> Exercise details:
Where a line in the listing below holds the word "approved", count that line; give the total alone.
(Listed entries begins)
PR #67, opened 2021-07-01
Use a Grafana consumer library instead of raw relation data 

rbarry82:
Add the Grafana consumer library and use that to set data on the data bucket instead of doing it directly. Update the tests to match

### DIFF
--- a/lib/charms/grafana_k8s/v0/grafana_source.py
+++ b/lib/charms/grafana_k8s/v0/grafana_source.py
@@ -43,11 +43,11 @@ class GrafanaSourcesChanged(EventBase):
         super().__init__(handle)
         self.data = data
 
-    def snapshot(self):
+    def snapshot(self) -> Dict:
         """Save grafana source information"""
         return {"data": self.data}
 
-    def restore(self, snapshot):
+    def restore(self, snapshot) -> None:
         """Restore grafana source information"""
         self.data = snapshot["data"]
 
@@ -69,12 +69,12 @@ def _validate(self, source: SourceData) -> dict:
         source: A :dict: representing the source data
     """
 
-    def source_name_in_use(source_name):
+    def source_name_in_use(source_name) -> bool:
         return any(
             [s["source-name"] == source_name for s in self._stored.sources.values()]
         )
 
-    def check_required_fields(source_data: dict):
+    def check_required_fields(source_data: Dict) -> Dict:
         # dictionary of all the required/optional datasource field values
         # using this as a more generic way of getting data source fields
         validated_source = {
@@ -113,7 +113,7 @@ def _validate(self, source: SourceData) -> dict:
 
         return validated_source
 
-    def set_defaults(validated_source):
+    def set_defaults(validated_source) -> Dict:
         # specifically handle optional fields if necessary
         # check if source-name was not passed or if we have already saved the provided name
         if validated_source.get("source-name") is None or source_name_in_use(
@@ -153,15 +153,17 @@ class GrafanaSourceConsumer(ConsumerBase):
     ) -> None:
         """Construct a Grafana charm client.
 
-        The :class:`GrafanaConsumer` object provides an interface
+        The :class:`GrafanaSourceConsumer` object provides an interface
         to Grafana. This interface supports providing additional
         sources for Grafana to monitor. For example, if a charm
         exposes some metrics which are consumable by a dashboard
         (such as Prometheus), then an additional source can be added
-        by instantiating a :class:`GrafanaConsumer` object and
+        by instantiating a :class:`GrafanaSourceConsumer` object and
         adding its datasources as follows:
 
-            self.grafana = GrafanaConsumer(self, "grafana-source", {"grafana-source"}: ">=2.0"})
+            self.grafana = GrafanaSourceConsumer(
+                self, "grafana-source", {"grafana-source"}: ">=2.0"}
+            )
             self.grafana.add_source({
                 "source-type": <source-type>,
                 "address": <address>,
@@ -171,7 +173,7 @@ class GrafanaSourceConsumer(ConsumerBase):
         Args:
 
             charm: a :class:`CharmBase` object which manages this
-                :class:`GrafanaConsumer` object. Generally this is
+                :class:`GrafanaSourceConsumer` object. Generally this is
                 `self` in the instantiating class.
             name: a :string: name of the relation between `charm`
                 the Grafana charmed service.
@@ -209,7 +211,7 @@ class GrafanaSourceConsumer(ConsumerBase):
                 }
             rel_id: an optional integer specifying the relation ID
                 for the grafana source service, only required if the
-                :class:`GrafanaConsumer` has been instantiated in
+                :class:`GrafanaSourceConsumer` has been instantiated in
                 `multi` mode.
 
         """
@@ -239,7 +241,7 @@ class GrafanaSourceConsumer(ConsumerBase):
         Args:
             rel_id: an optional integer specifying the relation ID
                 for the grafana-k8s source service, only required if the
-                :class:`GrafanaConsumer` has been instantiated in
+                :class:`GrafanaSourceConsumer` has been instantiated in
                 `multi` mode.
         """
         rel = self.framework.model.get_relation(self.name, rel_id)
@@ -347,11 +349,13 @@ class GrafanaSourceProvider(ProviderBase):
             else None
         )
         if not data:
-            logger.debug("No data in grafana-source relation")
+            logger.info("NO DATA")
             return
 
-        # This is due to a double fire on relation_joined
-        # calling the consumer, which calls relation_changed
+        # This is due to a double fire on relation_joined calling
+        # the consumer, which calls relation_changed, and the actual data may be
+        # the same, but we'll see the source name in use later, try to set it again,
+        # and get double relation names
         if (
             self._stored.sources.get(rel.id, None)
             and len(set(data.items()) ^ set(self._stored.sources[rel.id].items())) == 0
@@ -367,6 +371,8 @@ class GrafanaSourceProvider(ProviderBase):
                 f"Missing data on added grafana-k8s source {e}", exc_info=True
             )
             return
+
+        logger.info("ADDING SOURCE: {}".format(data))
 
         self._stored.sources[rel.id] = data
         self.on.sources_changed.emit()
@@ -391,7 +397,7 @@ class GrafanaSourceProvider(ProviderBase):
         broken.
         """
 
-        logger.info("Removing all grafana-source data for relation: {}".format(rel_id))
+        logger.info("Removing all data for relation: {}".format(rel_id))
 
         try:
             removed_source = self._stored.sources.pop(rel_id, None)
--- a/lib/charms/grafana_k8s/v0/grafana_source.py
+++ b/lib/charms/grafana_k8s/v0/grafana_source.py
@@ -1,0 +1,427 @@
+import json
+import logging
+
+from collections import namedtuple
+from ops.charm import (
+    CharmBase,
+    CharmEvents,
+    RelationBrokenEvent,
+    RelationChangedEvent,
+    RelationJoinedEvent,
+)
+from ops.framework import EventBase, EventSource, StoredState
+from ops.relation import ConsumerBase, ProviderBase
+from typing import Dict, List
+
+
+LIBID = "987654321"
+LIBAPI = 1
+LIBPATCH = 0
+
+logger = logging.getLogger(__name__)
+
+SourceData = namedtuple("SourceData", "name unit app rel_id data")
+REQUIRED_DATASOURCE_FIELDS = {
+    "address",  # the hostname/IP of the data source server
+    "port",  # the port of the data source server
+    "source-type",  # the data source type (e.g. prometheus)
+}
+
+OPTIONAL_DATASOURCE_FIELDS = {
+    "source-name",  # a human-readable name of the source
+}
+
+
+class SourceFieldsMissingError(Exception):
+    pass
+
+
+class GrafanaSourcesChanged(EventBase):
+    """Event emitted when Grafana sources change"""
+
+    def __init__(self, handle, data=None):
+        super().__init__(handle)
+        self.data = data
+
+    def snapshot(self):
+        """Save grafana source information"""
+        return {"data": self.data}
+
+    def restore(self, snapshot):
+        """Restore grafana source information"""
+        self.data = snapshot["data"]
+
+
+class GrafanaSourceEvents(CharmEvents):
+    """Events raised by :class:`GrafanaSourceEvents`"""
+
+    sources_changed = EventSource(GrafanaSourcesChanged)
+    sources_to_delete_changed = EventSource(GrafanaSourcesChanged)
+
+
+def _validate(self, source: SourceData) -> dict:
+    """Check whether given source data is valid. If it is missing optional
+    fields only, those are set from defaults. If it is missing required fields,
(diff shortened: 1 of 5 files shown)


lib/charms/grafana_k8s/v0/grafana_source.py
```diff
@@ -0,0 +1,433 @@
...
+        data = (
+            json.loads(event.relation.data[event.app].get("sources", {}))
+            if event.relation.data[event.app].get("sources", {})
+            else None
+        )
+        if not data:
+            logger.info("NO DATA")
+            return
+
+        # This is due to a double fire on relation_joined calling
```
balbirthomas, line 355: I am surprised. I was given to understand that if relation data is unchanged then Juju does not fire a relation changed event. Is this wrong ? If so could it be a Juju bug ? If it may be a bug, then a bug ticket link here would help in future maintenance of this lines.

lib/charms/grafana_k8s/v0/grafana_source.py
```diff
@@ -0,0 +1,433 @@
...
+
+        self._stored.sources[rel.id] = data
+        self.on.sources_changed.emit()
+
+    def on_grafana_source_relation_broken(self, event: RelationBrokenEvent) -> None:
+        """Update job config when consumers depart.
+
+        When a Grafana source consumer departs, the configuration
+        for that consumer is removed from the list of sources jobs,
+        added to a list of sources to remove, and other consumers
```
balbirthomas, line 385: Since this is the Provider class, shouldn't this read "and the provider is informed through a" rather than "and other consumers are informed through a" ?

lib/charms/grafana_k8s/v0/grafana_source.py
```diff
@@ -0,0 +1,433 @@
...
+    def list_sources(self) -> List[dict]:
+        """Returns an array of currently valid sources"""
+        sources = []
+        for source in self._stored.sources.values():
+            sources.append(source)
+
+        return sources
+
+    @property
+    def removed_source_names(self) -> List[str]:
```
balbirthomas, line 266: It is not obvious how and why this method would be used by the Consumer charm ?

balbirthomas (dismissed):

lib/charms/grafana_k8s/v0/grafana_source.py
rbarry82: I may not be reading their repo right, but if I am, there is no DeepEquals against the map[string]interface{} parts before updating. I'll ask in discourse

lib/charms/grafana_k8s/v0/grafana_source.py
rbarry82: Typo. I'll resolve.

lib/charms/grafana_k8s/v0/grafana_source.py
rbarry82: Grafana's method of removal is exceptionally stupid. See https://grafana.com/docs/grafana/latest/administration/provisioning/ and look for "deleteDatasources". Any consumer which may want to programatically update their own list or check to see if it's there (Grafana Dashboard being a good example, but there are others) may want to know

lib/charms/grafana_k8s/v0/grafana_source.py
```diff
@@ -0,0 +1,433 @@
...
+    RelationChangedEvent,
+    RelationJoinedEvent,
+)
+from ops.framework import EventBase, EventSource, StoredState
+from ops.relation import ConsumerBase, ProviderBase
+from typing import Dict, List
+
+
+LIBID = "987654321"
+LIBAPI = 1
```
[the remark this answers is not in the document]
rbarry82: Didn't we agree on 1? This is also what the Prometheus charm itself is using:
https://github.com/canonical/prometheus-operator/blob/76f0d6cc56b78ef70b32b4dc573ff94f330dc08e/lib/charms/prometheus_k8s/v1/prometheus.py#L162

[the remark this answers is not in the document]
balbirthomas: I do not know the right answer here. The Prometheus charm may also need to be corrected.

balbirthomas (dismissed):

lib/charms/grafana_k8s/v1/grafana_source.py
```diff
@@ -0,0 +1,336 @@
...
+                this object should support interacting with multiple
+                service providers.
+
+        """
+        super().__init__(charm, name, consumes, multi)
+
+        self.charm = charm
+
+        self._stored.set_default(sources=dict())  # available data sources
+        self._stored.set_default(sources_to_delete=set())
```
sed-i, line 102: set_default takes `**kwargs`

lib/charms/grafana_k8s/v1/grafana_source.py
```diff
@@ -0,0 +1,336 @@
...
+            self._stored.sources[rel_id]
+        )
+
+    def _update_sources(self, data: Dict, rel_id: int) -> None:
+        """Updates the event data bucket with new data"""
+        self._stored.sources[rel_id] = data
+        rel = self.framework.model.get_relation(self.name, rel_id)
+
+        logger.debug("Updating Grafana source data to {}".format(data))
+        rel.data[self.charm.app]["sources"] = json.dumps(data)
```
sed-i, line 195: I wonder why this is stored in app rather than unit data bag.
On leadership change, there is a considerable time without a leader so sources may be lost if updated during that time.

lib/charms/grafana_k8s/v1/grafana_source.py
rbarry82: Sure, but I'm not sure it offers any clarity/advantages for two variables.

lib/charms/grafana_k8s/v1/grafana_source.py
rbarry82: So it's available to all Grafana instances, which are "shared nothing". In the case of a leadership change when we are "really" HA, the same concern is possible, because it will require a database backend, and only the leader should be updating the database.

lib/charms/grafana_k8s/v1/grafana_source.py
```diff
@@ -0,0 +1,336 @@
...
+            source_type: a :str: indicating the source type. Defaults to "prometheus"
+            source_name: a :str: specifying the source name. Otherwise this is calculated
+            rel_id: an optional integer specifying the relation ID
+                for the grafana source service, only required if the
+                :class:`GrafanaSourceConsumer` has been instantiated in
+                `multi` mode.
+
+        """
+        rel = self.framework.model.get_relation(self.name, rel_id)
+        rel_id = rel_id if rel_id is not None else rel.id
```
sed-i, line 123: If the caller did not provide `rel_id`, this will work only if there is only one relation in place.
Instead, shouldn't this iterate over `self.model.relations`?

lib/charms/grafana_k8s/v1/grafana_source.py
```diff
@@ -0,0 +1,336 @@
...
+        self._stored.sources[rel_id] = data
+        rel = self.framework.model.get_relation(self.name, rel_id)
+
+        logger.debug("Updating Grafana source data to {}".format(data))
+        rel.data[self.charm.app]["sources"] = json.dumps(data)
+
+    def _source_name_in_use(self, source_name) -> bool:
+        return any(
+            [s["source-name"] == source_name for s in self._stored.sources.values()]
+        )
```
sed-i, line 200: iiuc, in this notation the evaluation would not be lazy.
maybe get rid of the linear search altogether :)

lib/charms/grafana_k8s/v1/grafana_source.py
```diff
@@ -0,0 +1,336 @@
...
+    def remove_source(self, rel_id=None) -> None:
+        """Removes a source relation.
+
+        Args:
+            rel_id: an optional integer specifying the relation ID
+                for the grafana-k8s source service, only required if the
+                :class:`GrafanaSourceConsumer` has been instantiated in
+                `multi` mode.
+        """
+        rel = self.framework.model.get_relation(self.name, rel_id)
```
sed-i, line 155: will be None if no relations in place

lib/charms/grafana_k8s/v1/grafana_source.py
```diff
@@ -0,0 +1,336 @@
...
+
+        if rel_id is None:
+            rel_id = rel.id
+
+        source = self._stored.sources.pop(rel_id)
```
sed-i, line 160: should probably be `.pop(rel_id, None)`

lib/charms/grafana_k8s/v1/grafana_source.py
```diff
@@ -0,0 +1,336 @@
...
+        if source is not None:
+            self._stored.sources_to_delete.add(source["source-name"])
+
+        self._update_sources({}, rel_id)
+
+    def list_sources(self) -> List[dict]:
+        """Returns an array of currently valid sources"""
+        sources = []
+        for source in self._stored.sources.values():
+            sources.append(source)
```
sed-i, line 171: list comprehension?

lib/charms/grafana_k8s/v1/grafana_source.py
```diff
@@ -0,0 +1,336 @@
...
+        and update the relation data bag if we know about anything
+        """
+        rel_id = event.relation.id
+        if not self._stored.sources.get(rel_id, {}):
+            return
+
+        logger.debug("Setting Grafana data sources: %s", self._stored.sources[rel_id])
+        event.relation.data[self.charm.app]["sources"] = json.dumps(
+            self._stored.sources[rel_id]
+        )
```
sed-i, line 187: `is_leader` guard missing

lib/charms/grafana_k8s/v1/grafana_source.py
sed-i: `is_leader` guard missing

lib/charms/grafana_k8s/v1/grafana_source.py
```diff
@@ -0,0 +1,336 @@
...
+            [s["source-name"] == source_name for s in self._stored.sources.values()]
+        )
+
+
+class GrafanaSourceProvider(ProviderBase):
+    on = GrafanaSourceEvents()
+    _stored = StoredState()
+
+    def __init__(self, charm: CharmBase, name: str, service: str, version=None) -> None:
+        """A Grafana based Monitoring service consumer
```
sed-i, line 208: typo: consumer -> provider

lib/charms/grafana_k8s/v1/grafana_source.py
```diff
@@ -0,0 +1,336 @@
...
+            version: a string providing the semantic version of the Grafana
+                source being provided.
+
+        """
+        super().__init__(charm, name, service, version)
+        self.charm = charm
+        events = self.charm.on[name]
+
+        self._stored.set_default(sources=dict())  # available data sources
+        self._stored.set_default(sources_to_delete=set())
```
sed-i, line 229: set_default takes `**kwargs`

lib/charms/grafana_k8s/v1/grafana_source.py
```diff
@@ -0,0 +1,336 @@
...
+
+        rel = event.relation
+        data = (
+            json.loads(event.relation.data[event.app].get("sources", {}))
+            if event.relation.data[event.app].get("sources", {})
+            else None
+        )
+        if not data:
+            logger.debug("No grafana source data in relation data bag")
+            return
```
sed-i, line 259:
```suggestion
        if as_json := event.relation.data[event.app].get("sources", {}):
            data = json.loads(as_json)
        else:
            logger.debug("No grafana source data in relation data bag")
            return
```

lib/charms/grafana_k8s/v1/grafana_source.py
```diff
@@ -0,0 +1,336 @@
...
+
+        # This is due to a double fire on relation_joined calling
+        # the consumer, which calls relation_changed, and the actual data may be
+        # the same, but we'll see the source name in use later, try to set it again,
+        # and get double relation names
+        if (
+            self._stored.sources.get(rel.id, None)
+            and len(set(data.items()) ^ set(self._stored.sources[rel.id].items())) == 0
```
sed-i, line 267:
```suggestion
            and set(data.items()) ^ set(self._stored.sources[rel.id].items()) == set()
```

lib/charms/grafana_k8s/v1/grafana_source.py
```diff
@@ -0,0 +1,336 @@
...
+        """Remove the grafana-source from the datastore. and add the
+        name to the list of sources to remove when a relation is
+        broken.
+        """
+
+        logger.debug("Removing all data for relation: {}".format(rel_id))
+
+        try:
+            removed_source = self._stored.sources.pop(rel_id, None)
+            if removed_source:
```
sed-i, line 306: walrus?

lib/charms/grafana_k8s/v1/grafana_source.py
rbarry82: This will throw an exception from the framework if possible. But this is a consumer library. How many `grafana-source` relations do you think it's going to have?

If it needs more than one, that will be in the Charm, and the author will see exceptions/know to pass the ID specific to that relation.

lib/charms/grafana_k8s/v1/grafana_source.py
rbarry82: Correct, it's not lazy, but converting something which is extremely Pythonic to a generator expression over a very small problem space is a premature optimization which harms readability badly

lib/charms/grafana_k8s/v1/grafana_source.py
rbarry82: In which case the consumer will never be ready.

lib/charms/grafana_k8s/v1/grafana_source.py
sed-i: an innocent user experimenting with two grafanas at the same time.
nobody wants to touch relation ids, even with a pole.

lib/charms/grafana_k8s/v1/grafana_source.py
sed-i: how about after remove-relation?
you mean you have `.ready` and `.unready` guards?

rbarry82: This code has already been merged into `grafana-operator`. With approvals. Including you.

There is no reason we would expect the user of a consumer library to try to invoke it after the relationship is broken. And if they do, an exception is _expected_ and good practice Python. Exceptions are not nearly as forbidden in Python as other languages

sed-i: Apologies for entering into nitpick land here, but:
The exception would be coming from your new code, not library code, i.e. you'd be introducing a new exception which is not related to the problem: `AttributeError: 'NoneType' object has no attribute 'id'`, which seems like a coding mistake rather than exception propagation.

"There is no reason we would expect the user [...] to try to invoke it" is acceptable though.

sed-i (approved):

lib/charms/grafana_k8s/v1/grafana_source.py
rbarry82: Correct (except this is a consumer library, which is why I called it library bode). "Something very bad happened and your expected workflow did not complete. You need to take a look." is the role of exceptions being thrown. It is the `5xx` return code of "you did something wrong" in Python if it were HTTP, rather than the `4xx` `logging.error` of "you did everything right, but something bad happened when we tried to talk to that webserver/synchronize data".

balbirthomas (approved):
(Listed entries ends)
> Answer for the task:
2